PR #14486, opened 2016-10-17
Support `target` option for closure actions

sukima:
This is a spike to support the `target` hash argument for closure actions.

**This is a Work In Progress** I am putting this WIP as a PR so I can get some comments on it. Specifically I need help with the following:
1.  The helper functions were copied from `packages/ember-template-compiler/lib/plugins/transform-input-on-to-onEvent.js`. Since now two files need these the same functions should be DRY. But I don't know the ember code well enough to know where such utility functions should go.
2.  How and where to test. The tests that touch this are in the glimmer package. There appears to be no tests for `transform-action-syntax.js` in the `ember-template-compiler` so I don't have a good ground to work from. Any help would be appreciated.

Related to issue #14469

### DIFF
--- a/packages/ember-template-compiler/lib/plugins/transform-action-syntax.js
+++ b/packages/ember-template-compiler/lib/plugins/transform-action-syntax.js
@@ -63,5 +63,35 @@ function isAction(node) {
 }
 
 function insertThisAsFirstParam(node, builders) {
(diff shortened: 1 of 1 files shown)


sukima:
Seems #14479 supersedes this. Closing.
· · ·
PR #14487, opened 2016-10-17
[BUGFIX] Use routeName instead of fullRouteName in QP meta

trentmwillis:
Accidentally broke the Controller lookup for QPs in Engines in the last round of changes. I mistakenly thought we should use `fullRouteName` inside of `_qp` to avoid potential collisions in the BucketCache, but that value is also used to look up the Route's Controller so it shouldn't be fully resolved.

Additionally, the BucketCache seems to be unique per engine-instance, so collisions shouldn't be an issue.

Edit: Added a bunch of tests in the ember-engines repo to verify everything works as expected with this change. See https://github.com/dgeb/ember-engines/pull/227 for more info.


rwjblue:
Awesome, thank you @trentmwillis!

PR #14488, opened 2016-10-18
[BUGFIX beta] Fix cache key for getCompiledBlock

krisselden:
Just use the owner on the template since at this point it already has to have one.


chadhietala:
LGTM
· · ·
(WHAT TO WORK ON): Your answer must consist solely of the lines above between the line holding "PR #14486, opened 2016-10-17" and the line holding "Work In Progress**", inclusive, copied exactly.

(RESPONSE):
PR #14486, opened 2016-10-17
Support `target` option for closure actions

sukima:
This is a spike to support the `target` hash argument for closure actions.

**This is a Work In Progress** I am putting this WIP as a PR so I can get some comments on it. Specifically I need help with the following:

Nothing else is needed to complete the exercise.